A l’occasion de mes cinquante ans, j’ai eu le désir de composer ce florilège parmi les lettres qui m’ont été envoyées, depuis plus d’un quart de siècle, par des auteurs de bande dessinée. Je n’ai entretenu de correspondance suivie qu’avec un petit nombre d’entre eux, n’ayant jamais vraiment cherché à me lier d’amitié profonde avec des dessinateurs, crainte qu’une trop grande proximité nuise à ma liberté de parole comme critique. Mais j’ai souvent eu à cœur d’échanger des réflexions avec ceux auxquels mon travail me conduisait à m’intéresser, à leur soumettre mes hypothèses pour validation ou simplement à solliciter auprès d’eux des informations de première main. Aussi est-ce le plus souvent moi qui ai pris l’initiative des échanges dont sont extraites les pages qui suivent.
Si je les communique aujourd’hui, c’est parce qu’il me semble que chacune de ces lettres apporte un éclairage intéressant sur son signataire et le rapport qu’il entretient (ou qu’il a entretenu à tel moment de son parcours d’auteur) avec son œuvre.
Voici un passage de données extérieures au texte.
PR #1463, opened 2023-09-25
Add token refresh to client side web ui

nerdalert:
- This should resolve the hard logout after the initial token expires after 300s. The logic is the OIDC token Refresh() kicks off 5sec before the exp in the keycloak token is set to expire and gets updated with a new refresh token. More details on this method at: https://marmelab.com/blog/2020/07/02/manage-your-jwt-react-admin-authentication-in-memory.html
- Tokens are still managed on the server-side so the client side is not dealing with storage. There are pros and cons for both methods.
- Safari private-mode is the only scenario that doesn't work here, but Safari is notorious for its strictness in cookies so it is likely something related.
- This handles multiple logins from separate browsers on the same host etc.

### DIFF
--- a/internal/api/public/api_auth.go
+++ b/internal/api/public/api_auth.go
@@ -216,6 +216,27 @@ func (a *AuthApiService) ClaimsExecute(r ApiClaimsRequest) (map[string]interface
 			body:  localVarBody,
 			error: localVarHTTPResponse.Status,
 		}
+		if localVarHTTPResponse.StatusCode == 401 {
+			var v string
+			err = a.client.decode(&v, localVarBody, localVarHTTPResponse.Header.Get("Content-Type"))
+			if err != nil {
+				newErr.error = err.Error()
+				return localVarReturnValue, localVarHTTPResponse, newErr
+			}
+			newErr.error = formatErrorMessage(localVarHTTPResponse.Status, &v)
+			newErr.model = v
+			return localVarReturnValue, localVarHTTPResponse, newErr
+		}
+		if localVarHTTPResponse.StatusCode == 500 {
+			var v string
+			err = a.client.decode(&v, localVarBody, localVarHTTPResponse.Header.Get("Content-Type"))
+			if err != nil {
+				newErr.error = err.Error()
+				return localVarReturnValue, localVarHTTPResponse, newErr
+			}
+			newErr.error = formatErrorMessage(localVarHTTPResponse.Status, &v)
+			newErr.model = v
+		}
 		return localVarReturnValue, localVarHTTPResponse, newErr
 	}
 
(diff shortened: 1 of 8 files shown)


nerdalert:
Putting on hold until tomorrow to let client sides run overnight to see if there are any long running issues.

internal/api/public/api_auth.go
```diff
@@ -493,30 +538,71 @@ func (a *AuthApiService) RefreshExecute(r ApiRefreshRequest) (*http.Response, er
...
+		if localVarHTTPResponse.StatusCode == 500 {
+			var v string
+			err = a.client.decode(&v, localVarBody, localVarHTTPResponse.Header.Get("Content-Type"))
+			if err != nil {
+				newErr.error = err.Error()
+				return localVarReturnValue, localVarHTTPResponse, newErr
+			}
+			newErr.error = formatErrorMessage(localVarHTTPResponse.Status, &v)
+			newErr.model = v
+		}
```
russellb, line 592:
```suggestion
		if localVarHTTPResponse.StatusCode == 400 || localVarHTTPResponse.StatusCode == 401 || localVarHTTPResponse.StatusCode == 500 {
			var v string
			err = a.client.decode(&v, localVarBody, localVarHTTPResponse.Header.Get("Content-Type"))
			if err != nil {
				newErr.error = err.Error()
				return localVarReturnValue, localVarHTTPResponse, newErr
			}
			newErr.error = formatErrorMessage(localVarHTTPResponse.Status, &v)
			newErr.model = v
			return localVarReturnValue, localVarHTTPResponse, newErr
		}
```

internal/api/public/api_auth.go
```diff
@@ -416,6 +437,27 @@ func (a *AuthApiService) LogoutExecute(r ApiLogoutRequest) (*ModelsLogoutRespons
...
```
russellb, line 460:
```suggestion
		if localVarHTTPResponse.StatusCode == 401 || localVarHTTPResponse.StatusCode == 500 {
			var v string
			err = a.client.decode(&v, localVarBody, localVarHTTPResponse.Header.Get("Content-Type"))
			if err != nil {
				newErr.error = err.Error()
				return localVarReturnValue, localVarHTTPResponse, newErr
			}
			newErr.error = formatErrorMessage(localVarHTTPResponse.Status, &v)
			newErr.model = v
			return localVarReturnValue, localVarHTTPResponse, newErr
		}
```

internal/api/public/api_auth.go
```diff
@@ -604,6 +690,27 @@ func (a *AuthApiService) UserInfoExecute(r ApiUserInfoRequest) (*ModelsUserInfoR
...
```
russellb, line 713:
```suggestion
		if localVarHTTPResponse.StatusCode == 401 || localVarHTTPResponse.StatusCode == 500 {
			var v string
			err = a.client.decode(&v, localVarBody, localVarHTTPResponse.Header.Get("Content-Type"))
			if err != nil {
				newErr.error = err.Error()
				return localVarReturnValue, localVarHTTPResponse, newErr
			}
			newErr.error = formatErrorMessage(localVarHTTPResponse.Status, &v)
			newErr.model = v
			return localVarReturnValue, localVarHTTPResponse, newErr
		}
```

russellb (changes requested):

internal/api/public/api_auth.go
nerdalert: @russellb Ahoy! Those are all openapi generated files.

russellb: @nerdalert lol sorry.

russellb (approved):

Parce que les propos qu’on lira ici sont rarement les mêmes qui ont pu être tenus dans la presse à la faveur d’entretiens. Et, plus généralement, parce qu’il s’en dégage des aperçus intéressants sur la relation des créateurs avec ceux qui font profession de commenter, de prolonger ou de médiatiser leur travail. La critique, on le verra, n’est pas toujours vécue comme un « mal nécessaire », mais souvent comme un écho bienvenu, un encouragement, une occasion de clarifier ses propres conceptions.
Je tiens à remercier les auteurs qui ont pris la peine d’échanger avec moi et qui m’ont autorisé à reproduire ici les quelques lettres qu’on va lire – données dans l’ordre chronologique.